É um espetáculo bem extraordinário e bem pouco conhecido no resto da Europa esse de um bispo russo que, para estabelecer a perfeita ortodoxia de sua igreja, apela para o testemunho de um doutor protestante.

E ele mesmo, depois de haver censurado do modo que acabamos de ver esse pendor para o calvinismo do clero russo, não se vexa de chamar Calvino de um grande homem, expressão estranha na boca de um bispo ao se referir a um heresiarca, e que não saiu uma única vez em seu livro a respeito de um doutor católico.

Em outro trecho ele nos diz que, durante quinze séculos, a doutrina de Calvino foi quase desconhecida na Igreja. Esta modificação parecerá curiosa, mas no resto do livro, ele se preocupa menos ainda: ataca abertamente a doutrina dos sacramentos e se mostra perfeitamente calvinista.
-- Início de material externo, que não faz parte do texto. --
Issue #1414, opened 2016-08-30
Static variables in Nef_3 package


sloriot:
- [x] `Nef_3/include/CGAL/Nef_3/Visualizor.h:496:  static std::vector<Polyhedron>  polyhedra_;`
- [x] `Nef_3/include/CGAL/Nef_3/Visualizor.h:497:  static std::vector<std::string> titles_;`
- [x] `Nef_3/include/CGAL/Nef_3/SNC_indexed_items.h:42:    static int unique = 0;`

afabri:
I will not fix it for the Visualizer class.

afabri:
@sloriot Why did you reopen it?

sloriot:
Because #1421 is not yet merged

lrineau:
#1421 is now merged.

PR #1421, opened 2016-08-31
Nef_3: Make variables atomic

afabri:
Solves  #1414

### DIFF
--- a/Nef_3/include/CGAL/Nef_3/SNC_indexed_items.h
+++ b/Nef_3/include/CGAL/Nef_3/SNC_indexed_items.h
@@ -20,6 +20,9 @@
 
 #ifndef CGAL_NEF_SNC_INDEXED_ITEMS_H
 #define CGAL_NEF_SNC_INDEXED_ITEMS_H
+
+#include <CGAL/tss.h>
+
 #include <CGAL/Nef_3/Vertex.h>
 #include <CGAL/Nef_3/Halfedge.h>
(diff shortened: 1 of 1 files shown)


Nef_3/include/CGAL/Nef_3/SNC_indexed_items.h
```diff
@@ -39,7 +42,7 @@ class Index_generator {
  public:
   static int get_unique_index()
   {
-    static int unique = 0;
+    CGAL_STATIC_THREAD_LOCAL_VARIABLE(int, unique, 0);
```
mglisse: So the index will only be unique inside a thread, not globally. Can that be a problem? Should the doc warn about it? (maybe it already does, I didn't check)

sloriot: I think you're right, we should use a `tbb::atomic<int>`here.

cc @afabri

Nef_3/include/CGAL/Nef_3/SNC_indexed_items.h
```diff
@@ -20,6 +20,10 @@
 
 #ifndef CGAL_NEF_SNC_INDEXED_ITEMS_H
 #define CGAL_NEF_SNC_INDEXED_ITEMS_H
+
+#include <CGAL/tss.h>
```
lrineau: No need to `<CGAL/tss.h>`.

And the title of the PR is wrong.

O arcebispo de Iwer publicou esse trabalho em latim, certo de não ser criticado por seus confrades, que não revelariam um segredo de família, nem pelo comum do povo que não o entenderia, e que ademais não cuidam das opiniões do prelado, bem como de sua pessoa. Não se pode formar uma ideia da indiferença russa por essas espécies de homens e de coisas, a não ser que se testemunhe o fato.

Tendo a obra saído dos próprios prelos do sínodo com sua aprovação expressa, nenhuma dúvida quanto ao fato de representar a doutrina geral do clero, salvo exceções que acato.
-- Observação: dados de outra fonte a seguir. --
Issue #1416, opened 2016-08-30
Static variables in Cone_spanners_2 package


sloriot:
- [x] `Cone_spanners_2/include/CGAL/Cone_spanners_2/Plane_scan_tree.h:185:        static iterator res;`
- [x] `Cone_spanners_2/include/CGAL/Cone_spanners_2/Plane_scan_tree.h:209:        static reverse_iterator res;`

afabri:
@sloriot   this seems ready to me; please check

lrineau:
Fixed by #1422.

@sloriot, can you confirm?

PR #1422, opened 2016-08-31
Cone_spanners: No need for thread local storage as readonly

afabri:
Solves #1416

### DIFF
--- a/Cone_spanners_2/include/CGAL/Cone_spanners_2/Plane_scan_tree.h
+++ b/Cone_spanners_2/include/CGAL/Cone_spanners_2/Plane_scan_tree.h
@@ -182,14 +182,14 @@ public:
 
     /* End Iterator */
     inline iterator end() {
-        static iterator res;
+        static const iterator res;
 
         return res;
     }
 
     /* Constant End Iterator */
     inline const_iterator end() const {
-        static const_iterator res;
+        static const const_iterator res;
 
         return res;
     }
--- a/Cone_spanners_2/include/CGAL/Cone_spanners_2/Plane_scan_tree.h
+++ b/Cone_spanners_2/include/CGAL/Cone_spanners_2/Plane_scan_tree.h
@@ -182,16 +182,12 @@ public:
 
     /* End Iterator */
     inline iterator end() {
-        static const iterator res;
-
-        return res;
+        return iterator();
     }
 
     /* Constant End Iterator */
     inline const_iterator end() const {
-        static const const_iterator res;
-
-        return res;
+        return const_iterator();
     }
 
     /* Reverse order Begin Iterator */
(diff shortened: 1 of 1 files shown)


Cone_spanners_2/include/CGAL/Cone_spanners_2/Plane_scan_tree.h
```diff
@@ -182,14 +182,14 @@ class Plane_scan_tree {
 
     /* End Iterator */
     inline iterator end() {
-        static iterator res;
+        static const iterator res;
```
lrineau: Note that the *initialization* of `static const ` local variables is not guaranteed to be thread-safe: two different threads could use this function for the first time at the same time. See this [SO answer]. Its only in C++11 and later that the C++ norm adds that guarantee.

[SO answer]: http://stackoverflow.com/a/3237024/1728537

It seems that, for Plain-Old-Data types, the initialization is actually done at compile time by compiler, so is should be safe.

**But:** the type `iterator` (a typedef for `_Iterator`) is actually not a POD for C++<11: it has a user-defined destructor.

In that case, the default-constructor of `_iterator` is so trivial: 
```C++
    _Iterator(leaf_type* start = NULL) : cell (0), leaf(start) {}`
```
that I think it would actually be faster not to use a static variable:
```C++
inline iterator end() const {
  return iterator();
}
inline const_iterator end() const {
  return const_iterator();
}
```

afabri: For when do you plan that C++11 is the minimal version?    I do not ask for this particular case, but there are other issues/PR where this means that we have to  switch to thread local storage.

lrineau: According to that page: http://en.cppreference.com/w/cpp/compiler_support
then the support for the C++11 local thread storage has been added in g++-4.8, clang-3.3, MSVC-14 (aka 2015). When will be ready to drop support for users stuck with previous versions?

For g++ [under Redhat Enterprise Linux, g++-4.8 means RHEL 7][*], the last version. We have users who are stuck with RHEL 6 at the moment. Recently I have even seen a user requesting support for g++ 4.2 !

[*]: https://access.redhat.com/solutions/19458

[The end-of-life of RHEL 6 should be around 2021][wp-RHEL]. Until then, I do not think we can drop the support for C++<11 and we will probably directly jump to support C++>=14. For now, that means that we will have to find workarounds: use tools from Boost when the C++11 version is not usable. That is what we have always done so far. The thread safety is just a rather new topic for CGAL, and around workarounds are not completely ready.

[wp-RHEL]: https://en.wikipedia.org/wiki/Red_Hat_Enterprise_Linux#Version_history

Poderia citar outros testemunhos não menos decisivos, mas é necessário parar aqui. Não afirmo apenas que a Igreja citada é protestante; afirmo ademais que ela o é necessariamente, e que Deus não seria Deus se ela não o fosse. Uma vez rompido o elo da unidade, não mais existe tribunal comum, nem, por consequência, regra de fé invariável. Tudo se reduz ao juízo particular e à supremacia civil que constituem a essência do protestantismo.
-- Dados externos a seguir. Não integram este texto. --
Issue #1390, opened 2016-08-30
Static variables in Snap_rounding_2 package


sloriot:
- [x] `Snap_rounding_2/include/CGAL/Snap_rounding_2.h:90:  static SEG_Direction seg_dir;`

lrineau:
Fixed by #1424.

PR #1424, opened 2016-08-31
Snap_rounding: Make variables thread local

afabri:
Solves #1390


sloriot:
@afabri Travis says this PR breaks the checks

afabri:
@sloriot please check

Issue #1385, opened 2016-08-30
Static variables in Segment_Delaunay_graph_Linf_2 package


sloriot:
- [x] `Segment_Delaunay_graph_Linf_2/include/CGAL/Segment_Delaunay_graph_Linf_2/Segment_Delaunay_graph_Linf_hierarchy_2_impl.h:362:    static Segments_in_hierarchy_tag stag;`
- [x] `Segment_Delaunay_graph_Linf_2/include/CGAL/Segment_Delaunay_graph_Linf_2/Segment_Delaunay_graph_Linf_hierarchy_2_impl.h:392:  static Intersections_tag          itag;`
- [x] `Segment_Delaunay_graph_Linf_2/include/CGAL/Segment_Delaunay_graph_Linf_2/Segment_Delaunay_graph_Linf_hierarchy_2_impl.h:393:  static Segments_in_hierarchy_tag  stag;`

lrineau:
Fixed by #1425.

PR #1425, opened 2016-08-31
SDG_linf_2: No need for thread local storage as readonly

afabri:
Solves #1385


afabri:
@sloriot  please check

lrineau:
The patch seems good.

PR #1350, opened 2016-08-17
Add Construct_closest_point_3 to Kernel

afabri:
Add a functor Construct_closest_point_3  which before  was called Closest_point in the concept AABBTraits

This fixes #260 and #1341

PR #1428, opened 2016-09-01
Fix implementation of AABB_traits::Closest_point

### LINKED ISSUE #260: Wrong functor required/used

### LINKED ISSUE #1341: Move Functors to the Kernel
The `AABB_traits.h` file contains implementations of the functors
- ~~Compute_closest_point_3~~ `Construct_closest_point_3`
- `Compare_distance`

They should both be moved to the Kernel

This issue is related to #260

sloriot:
The problem reported by #260 was the requirement of having `Compute_closest_point_3` in `AABBGeomTraits` while it was not used. In this PR, we turn this requirement into having `Construct_projected_point_3` with operators for triangles and segments, and `Compare_squared_distance_3`. These two functors are now used it in the implementation of `Closest_point` in `AABB_traits`. Note that the current implementation might be slower as we no longer take advantage of the `bound` parameter to quit earlier the computation of the closest point.

The Kernel functor `Construct_projected_point_3` has been updated so that it provides two additional operators (one for segments and one for triangles).

Replaces #1350 
Fixes #260
Fixes #1341


sloriot:
@afabri, @janetournois  do you agree this PR fixes the aforementioned issues?

lrineau:
I have not had a look for a while, but if I remember well the changes are good.

afabri:
I do not agree with adding two files to `Kernel_23/include/CGAL/Kernel`.  The functions in the files should be dispatched  to global_functions_3.h and global_functions_internal_3.h, and there might be code that goes into functors.

sloriot:
The code is used in Kernel functors so I don't see it going  in `global_functions_internal_3.h` that contains only wrapping code. The code is used by both Cartesian and Homogeneous kernels so it cannot be put in these packages like it is done with other projection code. I can move the file into `internal` instead of Kernel or even merge the file if you want.

afabri:
Shouldn't we at least move it into global_functions_3.h ?

sloriot:
Moved into `Kernel/function_objects.h`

Não inspirando esse ensino nenhum alarme na Rússia, e encerrando o mesmo império cerca de três milhões de súditos protestantes, os inovadores de todos os gêneros souberam se aproveitar dessa vantagem para insinuar livremente suas opiniões em todos os setores do estado, e todos se acham de acordo, mesmo sem o saber; porque todos protestam contra a Santa Sé, o que basta para a fraternidade comum.

* * *

Sendo, portanto, toda igreja separada protestante, é justo dar a todas elas a mesma denominação. Ademais, como as igrejas protestantes se distinguem entre elas pelo nome de seus fundadores, pelo das nações que receberam a pretensa reforma, ou por qualquer sintoma particular da moléstia geral, de maneira que nós dizemos: ele é calvinista, é luterano, é anglicano, é metodista, é batista etc., torna-se também necessária que uma denominação particular distinga as igrejas que protestaram no século XI, e certamente não se achará nome mais justo que o que se tira do próprio autor do cisma, posto que seja anterior ao ato final de ruptura. É de toda justiça que esse funesto personagem dê seu nome às igrejas que fez desgarrar. Elas são, portanto, focianas como a de Genebra é calvinista, como a de Wittemberg é luterana. Sei que essas denominações particulares lhes desagradam, porque a consciência lhes diz que toda religião que leva nome de um homem ou de um povo é necessariamente falsa. Ora, que cada igreja separada se dê o mais belo nome possível, é privilégio do orgulho nacional ou particular: quem poderá disputá-lo?

Mas todas essas susceptibilidades de orgulho nos são estranhas e não devem ser respeitadas por nós; é um dever, pelo contrário, de todos escritores católicos de jamais dar em seus escritos, às igrejas separadas por Focio outro nome que o de focianas, não por espírito de ódio e de ressentimento (Deus nos livre de semelhante baixeza!) mas, pelo contrário, por espírito de justiça, de amor, de benevolência universal, a fim de que essas igrejas continuamente lembradas de sua origem, nela vejam constantemente sua nulidade”.